=== Section Start ===

PR #1077, opened 2019-09-25
[IA-1391] Fail gracefully if welder-deploy doesn't work

rtitle:
See https://broadworkbench.atlassian.net/browse/IA-1391

Makes Leo `startCluster` fail with a friendly error if trying to start a cluster that's too old.

In all cases:

### DIFF
--- a/http/src/main/resources/reference.conf
+++ b/http/src/main/resources/reference.conf
@@ -39,8 +39,8 @@ dataproc {
   # The current value is only used for integration testing.
   updateWelderLabel = "TEST_ONLY_UPDATE_WELDER"
 
-  # Leo will prevent starting any clusters that were created before this date.
-  clusterCutoffDate = "2019-06-04"
+  # Leo will prevent deploying welder to any clusters that were created before this date.
+  deployWelderCutoffDate = "2019-08-01"
 }
 
 # cluster scripts and config
--- a/http/src/main/resources/reference.conf
+++ b/http/src/main/resources/reference.conf
@@ -38,6 +38,9 @@ dataproc {
   # TODO: change this to 'saturnVersion' once ready to enable in production for Terra clusters.
   # The current value is only used for integration testing.
   updateWelderLabel = "TEST_ONLY_UPDATE_WELDER"
+
+  # Leo will prevent starting any clusters that were created before this date.
+  clusterCutoffDate = "2019-06-04"
 }
 
 # cluster scripts and config
--- a/http/src/main/scala/org/broadinstitute/dsde/workbench/leonardo/service/LeonardoService.scala
+++ b/http/src/main/scala/org/broadinstitute/dsde/workbench/leonardo/service/LeonardoService.scala
@@ -613,38 +613,38 @@ class LeonardoService(protected val dataprocConfig: DataprocConfig,
 
   def internalStartCluster(userEmail: WorkbenchEmail, cluster: Cluster): Future[Unit] = {
     if (cluster.status.isStartable) {
-      if (isClusterBeforeCutoffDate(cluster)) {
-        Future.failed(ClusterOutOfDateException())
-      } else {
-        val welderDeploy = shouldDeployWelder(cluster)
-        val welderUpdate = shouldUpdateWelder(cluster)
-        for {
-          // Check if welder should be deployed
-          updatedCluster <- if (welderDeploy || welderUpdate) updateWelder(cluster).unsafeToFuture() else Future.successful(cluster)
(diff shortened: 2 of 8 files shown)


http/src/main/resources/reference.conf
```diff
@@ -38,6 +38,9 @@ dataproc {
   # TODO: change this to 'saturnVersion' once ready to enable in production for Terra clusters.
   # The current value is only used for integration testing.
   updateWelderLabel = "TEST_ONLY_UPDATE_WELDER"
+
+  # Leo will prevent starting any clusters that were created before this date.
+  clusterCutoffDate = "2019-06-04"
```
rtitle: I'm still verifying this date

Qi77Qi: 6/6 is when there were a prod release

http/src/main/scala/org/broadinstitute/dsde/workbench/leonardo/service/LeonardoService.scala
```diff
@@ -66,6 +68,12 @@ case class ClusterCannotBeDeletedException(googleProject: GoogleProject, cluster
 case class ClusterCannotBeStartedException(googleProject: GoogleProject, clusterName: ClusterName, status: ClusterStatus)
   extends LeoException(s"Cluster ${googleProject.value}/${clusterName.value} cannot be started in ${status.toString} status", StatusCodes.Conflict)
 
+case class ClusterOutOfDateException()
+  extends LeoException(
+    "Your notebook runtime is out of date, and cannot be started due to recent updates in Terra. If you generated " +
+    "data or copied external files to the runtime that you want to keep please contact support. Otherwise, simply " +
```
Qi77Qi: is there an email or link we can put in this message? just so user won't need to figure out where to go to contact support themselves

http/src/main/scala/org/broadinstitute/dsde/workbench/leonardo/service/LeonardoService.scala
```diff
@@ -1144,4 +1155,12 @@ class LeonardoService(protected val dataprocConfig: DataprocConfig,
     immutable.Map(googleKey -> startupScriptContent)
   }
 
+  private def isClusterBeforeCutoffDate(cluster: Cluster): Boolean = {
+    (for {
+      dateStr <- dataprocConfig.clusterCutoffDate
+      date <- Try(new SimpleDateFormat("yyyy-MM-dd").parse(dateStr)).toOption
+      isClusterBeforeCutoffDate = cluster.auditInfo.createdDate.isBefore(date.toInstant)
+    } yield isClusterBeforeCutoffDate) getOrElse false
```
Qi77Qi: if we can't get cluster's created date, it's probably in bad state? if that's the case, shall we default to `true`?

http/src/main/scala/org/broadinstitute/dsde/workbench/leonardo/service/LeonardoService.scala
rtitle: Yes good call, will add a link.

http/src/main/scala/org/broadinstitute/dsde/workbench/leonardo/service/LeonardoService.scala
rtitle: If the config is not present or it's not parseable we probably shouldn't block cluster start for all clusters... hence defaulting to `false`.

Qi77Qi (approved):

http/src/main/scala/org/broadinstitute/dsde/workbench/leonardo/service/LeonardoService.scala
```diff
@@ -605,35 +613,38 @@ class LeonardoService(protected val dataprocConfig: DataprocConfig,
...
-             else Future.unit
-
-        // Start each instance individually
-        _ <- Future.traverse(updatedCluster.nonPreemptibleInstances) { instance =>
-          // Install a startup script on the master node so Jupyter starts back up again once the instance is restarted
-          instance.dataprocRole match {
-            case Some(Master) =>
-              googleComputeDAO.addInstanceMetadata(instance.key, getMasterInstanceStartupScript(updatedCluster, welderDeploy, welderUpdate)) >>
+      if (isClusterBeforeCutoffDate(cluster)) {
+        Future.failed(ClusterOutOfDateException())
```
rtitle: I just realized this would block old clusters starting in _firecloud_, which is not what we want. Probably needs to only block start if we're trying to deploy welder on the cluster.

PR #1081, opened 2019-10-01
[IA-1326] adding metric for async cluster creation failure

jdcanas:
Will add alert after this is in.

In all cases:

### DIFF
--- a/http/src/main/scala/org/broadinstitute/dsde/workbench/leonardo/monitor/ClusterMonitorActor.scala
+++ b/http/src/main/scala/org/broadinstitute/dsde/workbench/leonardo/monitor/ClusterMonitorActor.scala
@@ -220,7 +220,7 @@ class ClusterMonitorActor(val cluster: Cluster,
         for {
           // update the cluster status to Error
           _ <- dbRef.inTransaction { _.clusterQuery.updateClusterStatus(cluster.id, ClusterStatus.Error) }
-          _ <- Metrics.newRelic.incrementCounterFuture("asyncClusterCreationFailure")
+          _ <- Metrics.newRelic.incrementCounterFuture(s"asyncClusterCreationFailure-${errorDetails.code}")
 
           // Remove the Dataproc Worker IAM role for the pet service account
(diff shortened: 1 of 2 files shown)


http/src/main/scala/org/broadinstitute/dsde/workbench/leonardo/monitor/ClusterMonitorActor.scala
```diff
@@ -210,6 +210,8 @@ class ClusterMonitorActor(val cluster: Cluster,
         for {
           // update the cluster status to Error
           _ <- dbRef.inTransaction { _.clusterQuery.updateClusterStatus(cluster.id, ClusterStatus.Error) }
+          _ <- Metrics.newRelic.incrementCounterFuture("asyncClusterCreationFailure")
```
Qi77Qi: would be nice to have this count broken down into different error cases (some general error cases say `Initialization action failed`, `Google error`, `Internal server error` etc. I `select * from CLUSTER_ERROR limit 100` to gather some ideas about what some of those categories can be)

jdcanas: While I agree this would be useful and could be easily accomplished by including the error code in the metric name, it would make alerting it a challenge, as newrelic does not support wildcards in this fashion https://discuss.newrelic.com/t/feature-idea-custom-metric-wildcards/23751

Qi77Qi: can we have a few major categories like the ones I pointed out (@rtitle might have a better idea what better categories we should monitor), which shouldn't be many. And create alerts for each of them

jdcanas: so I added the code to the metric. There are only 17 distinct ones. We can choose to alert on which ones we find relevant and change that at will.

Qi77Qi (approved):

PR #1088, opened 2019-10-09
IA-1437 disallow highcpu machine type for free credit projects

Qi77Qi:
https://broadworkbench.atlassian.net/browse/IA-1437

In all cases:

### DIFF
--- a/http/src/main/scala/org/broadinstitute/dsde/workbench/leonardo/service/LeonardoService.scala
+++ b/http/src/main/scala/org/broadinstitute/dsde/workbench/leonardo/service/LeonardoService.scala
@@ -81,6 +81,8 @@ case class ClusterCannotBeUpdatedException(cluster: Cluster)
 case class ClusterMachineTypeCannotBeChangedException(cluster: Cluster)
   extends LeoException(s"Cluster ${cluster.projectNameString} in ${cluster.status} status must be stopped in order to change machine type", StatusCodes.Conflict)
 
+final case class InvalidClusterMachineType(msg: String) extends LeoException(msg, StatusCodes.BadRequest)
+
 case class ClusterDiskSizeCannotBeDecreasedException(cluster: Cluster)
   extends LeoException(s"Cluster ${cluster.projectNameString}: decreasing master disk size is not allowed", StatusCodes.PreconditionFailed)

=== Section End ===

◆ **EXERCISE BRIEF**
Copy each line of the listing that carries the string "broadworkbench".

◆ **RESPONSE AREA**
See https://broadworkbench.atlassian.net/browse/IA-1391
https://broadworkbench.atlassian.net/browse/IA-1437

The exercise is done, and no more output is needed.